→ Task details
Only the number is needed: how many lines of the entries below contain the word "always".

→ Records shown
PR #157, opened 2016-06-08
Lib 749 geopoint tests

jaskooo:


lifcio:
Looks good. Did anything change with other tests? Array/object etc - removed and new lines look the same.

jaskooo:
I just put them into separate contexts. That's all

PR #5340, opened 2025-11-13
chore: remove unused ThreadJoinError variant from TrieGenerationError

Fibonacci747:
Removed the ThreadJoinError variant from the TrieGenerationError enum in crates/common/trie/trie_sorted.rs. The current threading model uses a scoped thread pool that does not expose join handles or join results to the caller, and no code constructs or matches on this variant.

* * *

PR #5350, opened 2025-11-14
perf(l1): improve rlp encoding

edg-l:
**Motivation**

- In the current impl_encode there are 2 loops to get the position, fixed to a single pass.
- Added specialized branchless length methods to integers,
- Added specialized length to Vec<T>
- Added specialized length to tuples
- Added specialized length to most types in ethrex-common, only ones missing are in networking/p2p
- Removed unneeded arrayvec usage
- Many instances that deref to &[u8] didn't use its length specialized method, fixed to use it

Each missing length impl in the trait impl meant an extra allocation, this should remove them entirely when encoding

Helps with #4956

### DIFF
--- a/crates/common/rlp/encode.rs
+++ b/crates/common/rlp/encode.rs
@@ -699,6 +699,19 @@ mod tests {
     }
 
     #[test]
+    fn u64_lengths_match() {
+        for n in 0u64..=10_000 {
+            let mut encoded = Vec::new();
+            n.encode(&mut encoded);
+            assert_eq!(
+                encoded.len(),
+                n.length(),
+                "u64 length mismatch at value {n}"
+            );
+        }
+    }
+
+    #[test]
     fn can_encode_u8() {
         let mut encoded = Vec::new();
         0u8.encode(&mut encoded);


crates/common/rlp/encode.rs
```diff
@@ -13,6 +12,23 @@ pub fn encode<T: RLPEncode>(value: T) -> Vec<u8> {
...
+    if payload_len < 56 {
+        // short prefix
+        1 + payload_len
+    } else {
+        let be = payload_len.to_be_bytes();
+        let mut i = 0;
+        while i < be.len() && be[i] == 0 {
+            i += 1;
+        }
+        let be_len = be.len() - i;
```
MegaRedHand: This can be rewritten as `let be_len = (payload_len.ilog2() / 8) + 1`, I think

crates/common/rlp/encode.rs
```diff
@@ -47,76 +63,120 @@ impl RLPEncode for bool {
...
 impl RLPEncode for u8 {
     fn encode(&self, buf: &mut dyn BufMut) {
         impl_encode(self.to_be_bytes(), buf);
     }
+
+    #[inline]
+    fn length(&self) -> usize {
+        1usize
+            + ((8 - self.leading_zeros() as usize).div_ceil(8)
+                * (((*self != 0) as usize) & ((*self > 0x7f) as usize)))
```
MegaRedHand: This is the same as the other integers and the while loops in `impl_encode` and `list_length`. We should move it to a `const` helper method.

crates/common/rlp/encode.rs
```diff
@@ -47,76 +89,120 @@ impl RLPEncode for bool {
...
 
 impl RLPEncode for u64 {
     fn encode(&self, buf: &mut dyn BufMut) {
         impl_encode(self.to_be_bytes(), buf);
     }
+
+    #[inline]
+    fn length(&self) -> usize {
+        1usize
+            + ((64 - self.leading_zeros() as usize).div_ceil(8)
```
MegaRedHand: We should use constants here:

--

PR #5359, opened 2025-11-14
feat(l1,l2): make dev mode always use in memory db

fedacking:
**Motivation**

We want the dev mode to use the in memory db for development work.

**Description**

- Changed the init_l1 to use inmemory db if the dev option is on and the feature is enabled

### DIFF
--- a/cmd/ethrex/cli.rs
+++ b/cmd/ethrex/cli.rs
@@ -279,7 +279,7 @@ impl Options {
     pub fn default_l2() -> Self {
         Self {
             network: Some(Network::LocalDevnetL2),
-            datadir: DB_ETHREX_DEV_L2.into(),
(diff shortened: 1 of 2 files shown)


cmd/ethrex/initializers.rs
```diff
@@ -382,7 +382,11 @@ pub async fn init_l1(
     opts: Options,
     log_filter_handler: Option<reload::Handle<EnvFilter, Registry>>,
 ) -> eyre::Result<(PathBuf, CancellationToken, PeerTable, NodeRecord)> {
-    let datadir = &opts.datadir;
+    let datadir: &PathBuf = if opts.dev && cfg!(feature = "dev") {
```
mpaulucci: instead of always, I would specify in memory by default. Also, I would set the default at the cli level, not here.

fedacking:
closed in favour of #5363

→ Your response
2